C. Long Range Connectivity in a System of Growing Discs:

iv. Network of growing discs in a plane leading to the Space-filling Percolation

Nature of transition in Explosive Percolation (EP) is studied extensively in recent years. Though wide class of EP models show very sharp change in their order parameters for finite size systems and appear to exhibit discontinuous transition are actually turned out to be continuous transition in the asymptotic limit of the large system sizes. We propose and study a variant of the continuum percolation (CP) model to exhibit a similar discontinuous-like continuous transition. A pattern of circular discs inside a square is generated by filling a large number of growing circular discs one by one at random position with ‘slight’ overlapping. More elaborately, every disc grows from a nucleation centre that is selected at a random location within the uncovered region. The growth rate δ is a fixed parameter of the model, which is continuously tunable. When a growing disc overlaps with at least another disc, it stops growing and is called to be ‘frozen’. Numerical simulation of the model shows the signature of a discontinuous-like-continuous transition similar to Achlioptas process. Critical area coverage at the transition point approaches to unity at δ → 0, implying the limiting pattern is space-filling. Fractal dimension of the pore space is found to be 1.42(10) and the contact network of the discs is found to be a scale-free network (Phys. Rev. E, 89, 032103 (2014)).

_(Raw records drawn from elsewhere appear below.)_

PR #785, opened 2025-04-30
build: added OTEL smoke tests to CI

dhable:
Added an another job the CI build definitions to run the smoke tests for the OTEL collector configuration.

Ref: HDX-1642


dhable:
This doesn't need a changeset since it's just a change to our CI jobs; nothing that we ship to users.

teeohhem (approved):

PR #786, opened 2025-05-01
Fix filter loading issues by searching over more rows and caching

knudtty:
Fixes: HDX-1562
Fixes: HDX-1575


packages/app/src/components/DBSearchPageFilters.tsx
```diff
@@ -389,20 +397,32 @@ export const DBSearchPageFilters = ({
 
   useEffect(() => {
     if (!isLive) {
-      setDateRange(chartConfig.dateRange);
+      setDateRange(() => {
+        setDisableRowLimit(() => false);
+        return chartConfig.dateRange;
+      });
```
teeohhem, line 403: It's a bit of an anti-pattern to use a state-setter within another state setter.

Also since you're not using the previous state in each of these state setters, you can just pass in the value vs a function.

```
if (!isLive) {
    setDisableRowLimit(false);
    setDateRange(chartConfig.dateRange);
  }
```

packages/app/src/components/DBSearchPageFilters.tsx
```diff
@@ -389,20 +397,32 @@ export const DBSearchPageFilters = ({
...
     chartConfigs: { ...chartConfig, dateRange },
+    limit: keyLimit,
     keys: datum,
+    disableRowLimit,
   });
+  useEffect(() => {
+    if (numRows > MAX_ROWS_TO_READ && facets && facets.length < keyLimit) {
+      setDisableRowLimit(() => true);
+    }
+  }, [facets]);
```
teeohhem, line 425: You'll want to add `numRows` and `keyLimit` to this.

packages/app/src/hooks/useMetadata.tsx
```diff
@@ -15,6 +16,8 @@ import {
 import { getMetadata } from '@/metadata';
 import { toArray } from '@/utils';
 
+export const MAX_ROWS_TO_READ = DEFAULT_SAMPLE_SIZE;
```
teeohhem, line 19: It seems like `MAX_ROWS_TO_READ` and `DEFAULT_SAMPLE_SIZE` are used interchangeably. Maybe we should just set it to a common name?

packages/common-utils/src/metadata.ts
```diff
@@ -438,36 +438,41 @@ export class Metadata {
...
+                  max_rows_to_read: DEFAULT_SAMPLE_SIZE,
+                  read_overflow_mode: 'break',
+                }
+              : undefined,
+          })
+          .then(res => res.json<any>());
+
+        // TODO: Fix type issues mentioned in HDX-1548. value is not acually a
+        // string[], sometimes it's { [key: string]: string; }
+        return Object.entries(json.data[0]).map(([key, value]) => ({
```
teeohhem, line 470: youll probably want to add some nullable checks like `json?.data?`

packages/app/src/components/DBSearchPageFilters.tsx
```diff
@@ -343,6 +348,9 @@ export const DBSearchPageFilters = ({
   );
   const { width, startResize } = useResizable(16, 'left');
 
+  const { data: countData } = useExplainQuery(chartConfig);
+  const numRows = countData?.[0]?.rows;
```
teeohhem, line 352: maybe add a default here so this doesn't end up being undefined

packages/app/src/components/DBSearchPageFilters.tsx
```diff
@@ -389,20 +397,32 @@ export const DBSearchPageFilters = ({
...
     isFetching: isFacetsFetching,
   } = useGetKeyValues({
     chartConfigs: { ...chartConfig, dateRange },
+    limit: keyLimit,
     keys: datum,
+    disableRowLimit,
   });
+  useEffect(() => {
+    if (numRows > MAX_ROWS_TO_READ && facets && facets.length < keyLimit) {
+      setDisableRowLimit(() => true);
```
teeohhem, line 423: nit
`setDisableRowLimit(true)`

teeohhem (changes requested):
few changes req. ty

packages/app/src/components/DBSearchPageFilters.tsx
knudtty: Yup not sure what I was doing here

teeohhem:
Good change. Thanks!

PR #994, opened 2025-07-12
fix fontFamily.

zdyj3170101136:
when change user perference fontfamliy, code mirror and nav bar not changed.


brandon-pereira:
This will be fixed in #1448

PR #998, opened 2025-07-12
feat: Allow pinning a field in the filter panel

MikeShi42:
image

Resolves HDX-1866


teeohhem (approved):
Tested and works :) Will add an automated test

PR #1002, opened 2025-07-16
fix: add delete case for both authorization spellings

knudtty:
Ref #962


packages/common-utils/src/clickhouse.ts
```diff
@@ -340,6 +340,7 @@ const localModeFetch: typeof fetch = (input, init) => {
     .atob(auth.substring('Bearer'.length))
     .split(':');
   delete init.headers?.['Authorization'];
```
MikeShi42, line 342: nit: probably worth refactoring into its own function in the future (not sold we need to today)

D. Properties of the Earthquake Network:

v. Weighted network analysis of earthquake seismic data

We have used the method of Abe et. al. to generate a weighted earthquake network associated with the time series of occurrences of the tremors over a long duration and the positions of their epicenters. Here, the entire earthquake region is digitized into a grid, where a cell represents a node if and only if at least one tremor occurs within this cell. In addition, a bond is drawn between every pair of successive events. In our analysis, the number of bonds between a pair of nodes is defined as the weight of the link connecting the nodes. Weighted network is useful to gain better insights about the structural properties and correlations present in the network. It is observed that different properties of the weighted network are quite different from those of their un-weighted counterparts (Physica A 433, 336 (2015)).